LISTED RECORDS:
PR #7087, opened 2025-11-06
Add GetFunction and GetPolicy permissions to the build image cleanup role

hgreebe:
### Description of changes
* Add GetFunction and GetPolicy permissions to the build image cleanup role
* AccessDenied Errors were encountered when trying to delete the DeleteFunction Lambda function
* Cloudtrail events were encountering the following error:
```
User: arn:aws:sts::<ACCOUNT_ID>:assumed-role/PClusterBuildImageCleanupRole-*-v1/ParallelClusterImage-* is not authorized to perform: lambda:GetFunction on resource: arn:aws:lambda:us-west-2:<ACCOUNT_ID>:function:ParallelClusterImage-* because no identity-based policy allows the lambda:GetFunction action
```
```
User: arn:aws:sts::<ACCOUNT_ID>:assumed-role/PClusterBuildImageCleanupRole-*-v1/ParallelClusterImage-* is not authorized to perform: lambda:GetPolicy on resource: arn:aws:lambda:us-west-2:<ACCOUNT_ID>:function:ParallelClusterImage-* because no identity-based policy allows the lambda:GetPolicy action
```

### Tests
* Running test_build_image and checked CloudTrail to validate that `GetFunction` and `GetPolicy` actions no longer had AccessDenied errors.

### DIFF
--- a/cli/src/pcluster/constants.py
+++ b/cli/src/pcluster/constants.py
@@ -343,7 +343,7 @@ PCLUSTER_BUCKET_REQUIRED_BOOTSTRAP_FEATURES = ["basic", "export-logs"]
 
 PCLUSTER_BUILD_IMAGE_CLEANUP_ROLE_PREFIX = "PClusterBuildImageCleanupRole"
 # Tag key & expected revision (increment when policy widens)
-PCLUSTER_BUILD_IMAGE_CLEANUP_ROLE_REVISION = 1
+PCLUSTER_BUILD_IMAGE_CLEANUP_ROLE_REVISION = 2
 PCLUSTER_BUILD_IMAGE_CLEANUP_ROLE_BOOTSTRAP_TAG_KEY = "parallelcluster:build-image-cleanup-role-bootstrapped"
 
 P6E_GB200 = "p6e-gb200"
--- a/cli/src/pcluster/imagebuilder_utils.py
+++ b/cli/src/pcluster/imagebuilder_utils.py
@@ -140,7 +140,7 @@ def _expected_inline_policy(account_id: str, partition: str):
                 {"Action": "ec2:CreateTags", "Resource": f"arn:{partition}:ec2:*::image/*", "Effect": "Allow"},
                 {"Action": "tag:TagResources", "Resource": "*", "Effect": "Allow"},
                 {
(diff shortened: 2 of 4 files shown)


cli/src/pcluster/constants.py
```diff
@@ -343,7 +343,7 @@ class Operation(Enum):
 
 PCLUSTER_BUILD_IMAGE_CLEANUP_ROLE_PREFIX = "PClusterBuildImageCleanupRole"
 # Tag key & expected revision (increment when policy widens)
-PCLUSTER_BUILD_IMAGE_CLEANUP_ROLE_REVISION = 1
+PCLUSTER_BUILD_IMAGE_CLEANUP_ROLE_REVISION = 2
```
gmarciani, line 346: IIRC we need to increment only when we introduce breaking changes to the policy. This is an additive fix, not a breaking change. So I think we can keep the version to 1.

Can you please double check?
If this is the case, then please also fix the comment, as it could be misleading.

gmarciani: Nope, I was wrong. We need to increase the version at every change, because we do not modify the exisitng role
See code https://github.com/aws/aws-parallelcluster/blob/e2d21fc22b739019628383b8d263c3e12c23c1fa/cli/src/pcluster/imagebuilder_utils.py#L223-L224

cli/src/pcluster/imagebuilder_utils.py
```diff
@@ -140,7 +140,7 @@ def _expected_inline_policy(account_id: str, partition: str):
                 {"Action": "ec2:CreateTags", "Resource": f"arn:{partition}:ec2:*::image/*", "Effect": "Allow"},
                 {"Action": "tag:TagResources", "Resource": "*", "Effect": "Allow"},
                 {
-                    "Action": ["lambda:DeleteFunction", "lambda:RemovePermission"],
+                    "Action": ["lambda:DeleteFunction", "lambda:RemovePermission", "lambda:GetFunction", "lambda:GetPolicy"],
```
gmarciani: [Test] I would expect a unit test to be adapted accordingly. If there is no unit test covering this part, can we add it to cover this change?

gmarciani (dismissed):

gmarciani (approved):

PR #7134, opened 2025-12-02
Add validation to block updating order of tags during cluster update

hgreebe:
### Description of changes
* Add validation to block updating order of tags during cluster update
* Add new UpdatePolicy to show correct messaging if the update fails due to a change in tag order.
* Maintains current default behavior except for the case of order changes of tags
* Our code did not do an ordered comparison when checking for changes during an update, because of this, if the order of tags were changed, this was not picked up as part of the change set.
  * This would later on cause issues because EC2 would see the change in order and create a new launch template for the head node, causing the update to fail.
* This is an example error message that occurs when the order of tags is changed:
```
{
  "message": "Update failure",
  "updateValidationErrors": [
    {
      "parameter": "Tags",
      "requestedValue": "[{'Key': 'test2', 'Value': 'test2'}, {'Key': 'test1', 'Value': 'test1'}]",
      "message": "Update actions are not currently supported for the 'Tags' parameter. The order of tags has changed, but order changes are not supported. Restore the original order of 'Tags' to match the current configuration.",
      "currentValue": "[{'Key': 'test1', 'Value': 'test1'}, {'Key': 'test2', 'Value': 'test2'}]"
    }
  ],
  "changeSet": [
    {
      "parameter": "Scheduling.SlurmQueues[queue-0].ComputeResources[compute-resource1].MaxCount",
      "requestedValue": "3",
      "currentValue": "2"
    },
    {
      "parameter": "Tags",
      "requestedValue": "[{'Key': 'test2', 'Value': 'test2'}, {'Key': 'test1', 'Value': 'test1'}]",
      "currentValue": "[{'Key': 'test1', 'Value': 'test1'}, {'Key': 'test2', 'Value': 'test2'}]"
    }
  ]
```

* Overview of logic:
  * I first check if there is ONLY an order change and then check for other modifications to tags.
  * The reason I do this is because if did a simple list comparison, then I would not get the itemized changeset of each modification to the tags. 
  * I first check that the lists are not equal and then convert them to sets and check if they are equal.
    * If the tag list of current vs requested are not equal but the sets are equal then I know the only change is in order.
    * If the sets are not equal then I know that there is a modification that I want itemized in the changeset.

### Tests
* Ran unit tests
* Did manual tests with changes to order as well as additions and modifications to tags

### DIFF
--- a/CHANGELOG.md
+++ b/CHANGELOG.md
@@ -9,6 +9,9 @@ CHANGELOG
 - Upgrade jmespath to ~=1.0 (from ~=0.10).
 - Upgrade tabulate to <=0.9.0 (from <=0.8.10).
 
+**BUG FIXES**
+- Add validation to block updates that change tag order.
+
 3.14.1
 ------
 
--- a/CHANGELOG.md
+++ b/CHANGELOG.md
@@ -10,7 +10,7 @@ CHANGELOG
 - Upgrade tabulate to <=0.9.0 (from <=0.8.10).
 
 **BUG FIXES**
-- Add validation to block updates that change tag order.
+- Add validation to block updates that change tag order. Blocking such change prevents update failures.
 
 3.14.1
 ------
--- a/cli/src/pcluster/config/config_patch.py
+++ b/cli/src/pcluster/config/config_patch.py
@@ -203,7 +203,7 @@ class ConfigPatch:
                         data_key,
                         base_list,
                         target_list,
-                        change_update_policy,
+                        UpdatePolicy.UNSUPPORTED_ORDER_CHANGE,
                         is_list=True,
                     )
                 )
--- a/cli/src/pcluster/config/config_patch.py
+++ b/cli/src/pcluster/config/config_patch.py
@@ -176,19 +176,50 @@ class ConfigPatch:
     def _compare_list(self, base_section, target_section, param_path, data_key, field_obj, change_update_policy):
         """
         Compare list of nested section (e.g. list of queues) by comparing the items with the same update_key.
-
-        If update_key is not set we're considering Name as identifier.
         """
         update_key = field_obj.metadata.get("update_key")
 
+        # Get the lists
+        base_list = base_section.get(data_key, []) if base_section else []
+        target_list = target_section.get(data_key, []) if target_section else []
+
+        # For Tags, check if this is ONLY an order change (same content, different order)
+        if data_key == "Tags" and base_list != target_list:
+            # Check if it's an order-only change
+            try:
+                base_set = {frozenset(item.items()) for item in base_list}
+                target_set = {frozenset(item.items()) for item in target_list}
+                is_order_only_change = (base_set == target_set)
+            except (TypeError, AttributeError):
+                is_order_only_change = False
+
+            # If it's ONLY an order change, block it here and return
+            if is_order_only_change:
+                self.changes.append(
+                    Change(
+                        param_path,
+                        data_key,
+                        base_list,
+                        target_list,
+                        change_update_policy,
+                        is_list=True,
+                    )
+                )
+                return  # Don't process individual items
+            # Otherwise, fall through to item-by-item comparison below
+            # The reason I check if it is an order only change first is because if I just do I order dependent
+            # comparison and fail if there is a difference, then we don't get the item by item comparison in the
+            # change set if the modification was not the order.
+
+
         # Compare items in the list by searching the right item to compare through update_key value
         # First, compare all sections from target vs base config and mark visited base sections.
-        for target_nested_section in target_section.get(data_key, []):
+        for target_nested_section in target_list:  # Changed from target_section.get(data_key, [])
             update_key_value = target_nested_section.get(update_key)
             base_nested_section = next(
                 (
                     nested_section
-                    for nested_section in base_section.get(data_key, [])
+                    for nested_section in base_list  # Changed from base_section.get(data_key, [])
                     if nested_section.get(update_key) == update_key_value
                 ),
                 None,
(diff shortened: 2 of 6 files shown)


cli/src/pcluster/config/update_policy.py
```diff
@@ -682,6 +682,18 @@ def get_pool_name_from_change_paths(change):
     + ". If you need this change, please consider creating a new cluster instead of updating the existing one.",
 )
 
+UpdatePolicy.UNSUPPORTED_ORDER_CHANGE = UpdatePolicy(
+    name="UNSUPPORTED_ORDER_CHANGE",
+    level=1000,  # Same level as UNSUPPORTED since it should also block updates
+    fail_reason=lambda change, patch: (
+        f"Update actions are not currently supported for the '{change.key}' parameter. "
+        f"The order of {change.key.lower()} has changed, but order changes are not supported"
```
gmarciani: [minor] Missing period at the end of the sentence. Also, let's use a consistent case for the messages: here the change key is lowered, but it is not in the previous line. We do not change the case in other update policy messaging.

cli/src/pcluster/config/config_patch.py
```diff
@@ -181,14 +181,46 @@ def _compare_list(self, base_section, target_section, param_path, data_key, fiel
...
+
+        # For Tags, check if this is ONLY an order change (same content, different order)
+        if data_key == "Tags" and base_list != target_list:
+            # Check if it's an order-only change
+            try:
+                base_set = {frozenset(item.items()) for item in base_list}
+                target_set = {frozenset(item.items()) for item in target_list}
+                is_order_only_change = base_set == target_set
+            except (TypeError, AttributeError):
+                is_order_only_change = False
```
gmarciani, line 199: [BestPractice/ExceptionHandling] Here we are catching an exception without logging anything. I suggest to add a warning/info log line to facilitate troubleshooting in case of issues.

cli/src/pcluster/config/config_patch.py
```diff
@@ -181,14 +181,46 @@ def _compare_list(self, base_section, target_section, param_path, data_key, fiel
...
 
+        # Get the lists
+        base_list = base_section.get(data_key, []) if base_section else []
+        target_list = target_section.get(data_key, []) if target_section else []
+
+        # For Tags, check if this is ONLY an order change (same content, different order)
+        if data_key == "Tags" and base_list != target_list:
+            # Check if it's an order-only change
+            try:
+                base_set = {frozenset(item.items()) for item in base_list}
```
gmarciani, line 194: [Risk] What happens if the user specifies the same tag key twice in the cluster config? The list will be converted into a set, eliminating duplicates and the set comparison will not detect changes in the order. This approach would be ok only if we ensure that duplicates keys are not injected into the template

cli/src/pcluster/config/config_patch.py
```diff
@@ -181,14 +181,46 @@ def _compare_list(self, base_section, target_section, param_path, data_key, fiel
         """
         update_key = field_obj.metadata.get("update_key")
 
+        # Get the lists
+        base_list = base_section.get(data_key, []) if base_section else []
+        target_list = target_section.get(data_key, []) if target_section else []
+
+        # For Tags, check if this is ONLY an order change (same content, different order)
+        if data_key == "Tags" and base_list != target_list:
```
gmarciani: [Improvement] Here the logic seems specific to Tags, but the same logic can be applied to whatever parameter where the order is meaningful. If you agree with this statement, then I suggest to define a constant `ORDER_SENSITIVE_PARAMETERS = ["Tags"]` and change `data_key == "Tags"` to `data_key in ORDER_SENSITIVE_PARAMETERS`

CHANGELOG.md
```diff
@@ -9,6 +9,9 @@ CHANGELOG
 - Upgrade jmespath to ~=1.0 (from ~=0.10).
 - Upgrade tabulate to <=0.9.0 (from <=0.8.10).
 
+**BUG FIXES**
+- Add validation to block updates that change tag order.
```
gmarciani: [Documentation] I'd specify why this bug fix is important from the user perspective. Blocking such change prevents update failures.

cli/src/pcluster/config/config_patch.py
hgreebe: You are not allowed to have duplicate keys. If you try to create a cluster with duplicate keys, you get the following error:
```
{
    {
      "level": "ERROR",
      "type": "ConfigSchemaValidator",
      "message": "[('Tags', ['Duplicate tag key (test1) detected. Tags keys should be unique within the Tags section.'])]"
    }
  ],
}

```

cli/src/pcluster/config/update_policy.py
hgreebe: If you look at the fail reason for other update policies, they don't have periods either. If I add a period, there is a double period in the actual message.

gmarciani: Interesting, thanks for pointing this out!

cli/src/pcluster/config/config_patch.py
gmarciani: That's great! Can you please add a comment in this line specifying that we can assume there are no duplicates thanks to that validator?

cli/src/pcluster/config/config_patch.py
```diff
@@ -181,14 +182,47 @@ def _compare_list(self, base_section, target_section, param_path, data_key, fiel
...
+                return  # Don't process individual items
+            # Otherwise, fall through to item-by-item comparison below
+            # The reason I check if it is an order only change first is because if I just do I order dependent
+            # comparison and fail if there is a difference, then we don't get the item by item comparison in the
+            # change set if the modification was not the order.
+
         # Compare items in the list by searching the right item to compare through update_key value
         # First, compare all sections from target vs base config and mark visited base sections.
-        for target_nested_section in target_section.get(data_key, []):
+        for target_nested_section in target_list:  # Changed from target_section.get(data_key, [])
```
gmarciani: Unnecessary AI comment here

gmarciani (approved):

PROBLEM:
Return each line of the preceding material in which "such" can be found.

SOLUTION TO THIS EXERCISE:
+- Add validation to block updates that change tag order. Blocking such change prevents update failures.
gmarciani: [Documentation] I'd specify why this bug fix is important from the user perspective. Blocking such change prevents update failures.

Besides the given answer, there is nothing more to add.